Wer sagt, dass eine Karriere mit 50plus zwangsläufig langsamer wird?

Veränderungen betreffen nicht nur Unternehmen. Auch bei Mitarbeitenden verändern sich im Laufe der Jahre Interessen, Stärken und Bedürfnisse.

Passt die Aufgabe noch zu der Person – und die Person noch zur Aufgabe?

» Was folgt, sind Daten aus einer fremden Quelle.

PR #1262, opened 2021-05-24
Fix/cypress wait

dominikx96:
# Pull Request Template

## Issue

#1257 

Addresses # (issue)
- [x] This change addresses the issue in full
- [ ] This change addresses only certain aspects of the issue
- [ ] This change is a dependency for another issue
- [ ] This change has a dependency from another issue

## Description

I tried to follow all CircleCI steps in my local setup and noticed in the **build** section in the config.yml  command: `yarn build:app:public ` - BUT we just set up backend without running it. It means - the build doesn’t contain all the necessary pages which come from the listing so this build is not correct.

I moved the build command into sites/public `package.json`, then `yarn start` command should run after build.

Also fixed broken `MyApplications` test - it requires to wait for route change after successful login.

## Type of change

- [x] Bug fix (non-breaking change which fixes an issue)
- [ ] New feature (non-breaking change which adds functionality)
- [ ] Breaking change (fix or feature that would cause existing functionality to not work as expected)
- [ ] Prototype/POC (not to merge)
- [ ] This change is a refactor/address technical debt
- [ ] This change requires a documentation update
- [ ] This change requires a SQL Script

## How Can This Be Tested/Reviewed?

Please describe the tests that you ran to verify your changes. Provide instructions so we can review. Please also list any relevant details for your test configuration
- [x] Desktop View
- [ ] Mobile View
- [ ] Test A
- [ ] Test B

## Checklist:

- [x] My code follows the style guidelines of this project
- [x] I have performed a self-review of my own code
- [x] I have reviewed the changes in a desktop view
- [ ] I have reviewed the changes in a mobile view
- [ ] I have commented my code, particularly in hard-to-understand areas
- [ ] I have made corresponding changes to the documentation
- [x] My changes generate no new warnings
- [ ] I have added tests that prove my fix is effective or that my feature works
- [x] New and existing unit tests pass locally with my changes
- [ ] Any dependent changes have been merged and published in downstream modules
- [x] I have assigned reviewers
- [x] I have updated the changelog to include a description of my changes

PR #4872, opened 2025-05-15
fix: add additional logging to afs job (#1262)

ludtkemorgan:
This PR addresses [#1261](https://github.com/metrotranscom/doorway/issues/1261)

Die Vorstellung, dass Entwicklung im Alter automatisch abnimmt, ist ein gesellschaftliches Denkmuster, aber kein Naturgesetz. Karriere mit 50plus ist nicht langsamer, sondern anders. Sie muss nicht über Tempo definiert werden, sondern kann durch Erfahrung, Kompetenz und Freude genauso effektiv sein. Wenn erfahrene Mitarbeitende ihre Rolle neu gestalten können, liefern sie weiterhin wertvolle Impulse für Teams und Organisationen.

Job Crafting

Job Crafting bedeutet, die Arbeit bewusst so zu gestalten, dass sie besser zu veränderten Stärken, Interessen und Erfahrungen passt – sei es durch neue Aufgaben, Rollen oder Verantwortlichkeiten. Das Ziel besteht darin, dass Mitarbeitende weiterhin wirksam arbeiten und die Freude an ihrer Tätigkeit hoch bleibt. So können Organisationen das volle Potenzial erfahrener Mitarbeitender nutzen.

Standortbestimmung

Eine Standortbestimmung schafft Klarheit darüber, wo Mitarbeitende ihre Kompetenzen optimal einsetzen, welche Aufgaben ihnen Energie geben und wo neue Einsatzmöglichkeiten im Unternehmen liegen. So können Organisationen sicherstellen, dass Mitarbeitende auch in den letzten Arbeitsjahren wertvoll bleiben und ihr Potenzial gezielt einbringen, statt den Job „auszusitzen“ oder vorzeitig aus dem Erwerbsleben auszutreten.